__Your task__. Bring together copies of the lines in the data below that contain the word "PeopleController".

-=-=-=-=-

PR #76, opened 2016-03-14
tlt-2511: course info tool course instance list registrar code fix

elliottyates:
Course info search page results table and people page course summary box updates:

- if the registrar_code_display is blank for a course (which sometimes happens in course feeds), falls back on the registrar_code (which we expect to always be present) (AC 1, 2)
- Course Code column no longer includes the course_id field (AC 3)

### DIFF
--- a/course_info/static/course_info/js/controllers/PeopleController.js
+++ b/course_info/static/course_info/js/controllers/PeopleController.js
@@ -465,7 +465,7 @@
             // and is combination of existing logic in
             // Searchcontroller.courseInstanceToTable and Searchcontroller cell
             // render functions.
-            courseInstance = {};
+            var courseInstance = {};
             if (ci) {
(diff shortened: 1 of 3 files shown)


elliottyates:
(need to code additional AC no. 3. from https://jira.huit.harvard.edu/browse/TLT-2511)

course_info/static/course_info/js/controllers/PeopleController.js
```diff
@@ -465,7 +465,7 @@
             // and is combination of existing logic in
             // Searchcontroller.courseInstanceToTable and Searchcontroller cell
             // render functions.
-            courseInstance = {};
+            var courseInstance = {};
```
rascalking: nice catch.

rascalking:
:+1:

-=-=-=-=-

__Reply to the task__.
--- a/course_info/static/course_info/js/controllers/PeopleController.js
+++ b/course_info/static/course_info/js/controllers/PeopleController.js
course_info/static/course_info/js/controllers/PeopleController.js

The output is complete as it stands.